Remote monitoring of curves

MPEG Monitor also enables to remotely view the quality and bitrate curves (for video and audio) of each monitored program.

Consulting the saved data between two dates

For video and for audio, you can define two dates (thanks to a calendar, with a granularity of one minute) between which all the saved quality (or bitrate) measurement data will be processed.

Then MPEG Monitor will display the curves (for quality, for bitrate), statistics (mean value, min, max) and the saved samples over the selected period of time.

Computed statistics

Between the two dates you have chosen, the following statistics will be given (for video results consultation):

  • the mean video quality score taking into account only the encoding artifacts ("Enc" score)
  • the mean video quality score taking into account only the transmission errors ("Tra" score)
  • the mean video quality score taking into account both the encoding artifacts and the transmission errors ("VQ" score)
  • three quality scores equivalent to the three ones previously mentioned, but when considering only the minimum quality score over each second
  • the mean video bitrate
  • the number of triggered SNMP traps
  • the number of triggered email alerts
  • the number of saved video samples

A curve also displays the data saved over the selected period of time. Thanks to a menu, this curve can show any of the seven first statistics described above (quality scores and bitrate).

Saved samples

Below the curve, you'll find the list of the saved samples (if any). Just click on a filename to download it through the web server and play it on your machine (locally or remotely).

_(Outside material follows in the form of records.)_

PR #475, opened 2019-01-18
Make EnsureInitializedAsync no-op if it's already initialized

joelverhagen:
Previously on start-up the first request would also try to load the auxiliary data. This is not necessary and caused troubling logs.

### DIFF
--- a/src/NuGet.Services.AzureSearch/SearchService/AuxiliaryDataCache.cs
+++ b/src/NuGet.Services.AzureSearch/SearchService/AuxiliaryDataCache.cs
@@ -27,20 +27,20 @@ namespace NuGet.Services.AzureSearch.SearchService
 
         public bool Initialized => _data != null;
 
-        public async Task InitializeAsync()
+        public async Task EnsureInitializedAsync()
         {
             if (!Initialized)
             {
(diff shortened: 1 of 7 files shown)


src/NuGet.Services.AzureSearch/SearchService/AuxiliaryDataCache.cs
```diff
@@ -27,20 +27,20 @@ public class AuxiliaryDataCache : IAuxiliaryDataCache
...
         }
 
         public async Task TryLoadAsync(CancellationToken token)
         {
-            await LoadAsync(TimeSpan.Zero, token);
+            await LoadAsync(TimeSpan.Zero, allowNoOp: false, token: token);
         }
 
-        private async Task LoadAsync(TimeSpan timeout, CancellationToken token)
+        private async Task LoadAsync(TimeSpan timeout, bool allowNoOp, CancellationToken token)
```
scottbommarito: Maybe `shouldReload` or something similar?
`allowNoOp` isn't super descriptive as to what it's allowing to no-op.

joelverhagen: Yeah, that's better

Playing a saved video sample

You can play the saved sample using your favorite player. Just click on a saved video sample in the web interface. Of course, you can also choose to save the file.

Interactive curves

In the web interface, all curves are interactive: if you click on one point of the curve, it will put this point at the center and zoom by a factor of 2. And if you drag your mouse to select a portion of the curve, it will zoom on this selection.

Audio

Like for video, the web server will enable you to compute statistics on audio measurement data, draw audio quality and audio bitrate curves, and download audio samples (if any).

Conclusion

Thanks to its operating mode, MPEG Monitor is the state-of-the-art solution to monitor MPEG-2 and MPEG-4/AVC (H.264) broadcasting and streaming. And its many features make it a really useful tool to detect problems, report them and help to identify their causes.

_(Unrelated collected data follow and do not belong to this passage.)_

PR #479, opened 2019-02-06
Add instance name option to ng

joelverhagen:
This allows us to differentiate between multiple instances of the job running in the same environment but with different configuration.

The default value is the job name. I chose a non-null default so it is easy to `summarize` by it. 

Progress on https://github.com/NuGet/Engineering/issues/2087

### DIFF
--- a/src/Ng/Telemetry/JobNameTelemetryInitializer.cs
+++ b/src/Ng/Telemetry/JobNameTelemetryInitializer.cs
@@ -10,17 +10,21 @@ namespace Ng
     public class JobNameTelemetryInitializer : ITelemetryInitializer
     {
         private const string JobNameKey = "JobName";
+        private const string InstanceNameKey = "InstanceName";
 
         private readonly string _jobName;
+        private readonly string _instanceName;
 
-        public JobNameTelemetryInitializer(string jobName)
+        public JobNameTelemetryInitializer(string jobName, string instanceName)
         {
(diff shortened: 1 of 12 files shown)


src/Ng/Telemetry/JobNameTelemetryInitializer.cs
```diff
@@ -10,17 +10,24 @@ namespace Ng
...
+        public JobNameTelemetryInitializer(string jobName, string instanceName)
         {
             _jobName = jobName ?? throw new ArgumentNullException(nameof(jobName));
+            _instanceName = instanceName;
         }
 
         public void Initialize(ITelemetry telemetry)
         {
             telemetry.Context.Properties[JobNameKey] = _jobName;
+            if (_instanceName != null)
```
dtivel: Given that the default is non-null, do you need this `null` check?

joelverhagen: I hope to make this initializer class more general purpose. For example, some jobs must be singletons across and environment (unlike, say catalog2lucene which has an instance per region per environment).

joelverhagen: I've thought about this more and I think you are right. I was also favoring allowing null because there will be 90 days of telemetry that don't have this value since it's the old version of the job so anyone querying would need to think about the case where the key is missing. However this is not great since it's making the code support more states for a temporary situation.

I will require both.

And unlike classical QoS (Quality of Service) metrics, MPEG Monitor DOES decode and therefore KNOWS the impact of encoding and lost packets on QoE (Quality of Experience).

MPEG Monitor enables to:

  • Monitor video quality and bitrate in real time
  • Monitor audio quality and bitrate in real time
  • Trigger alerts (SNMP traps, emails) when quality is lower than a user-defined threshold, for a user-defined duration
  • Save audio video samples when problems occur
  • Compute quality statistics and draw curves over a user-defined period of time

Therefore, MPEG Monitor is the best solution for:

  • TV head ends monitoring
  • IPTV monitoring
  • Remote monitoring
  • QoE measurement before and after equipment replacement or firmware update
  • Help in subjective monitoring

Thanks to its real time operating and its functionalities to save samples when problems happen, MPEG Monitor can also be used to debug and validate audio and video encoders using live audio and video streams as input (instead of always using the same test sequences that all end in passing the tests successfully, using live streams can speed up validation).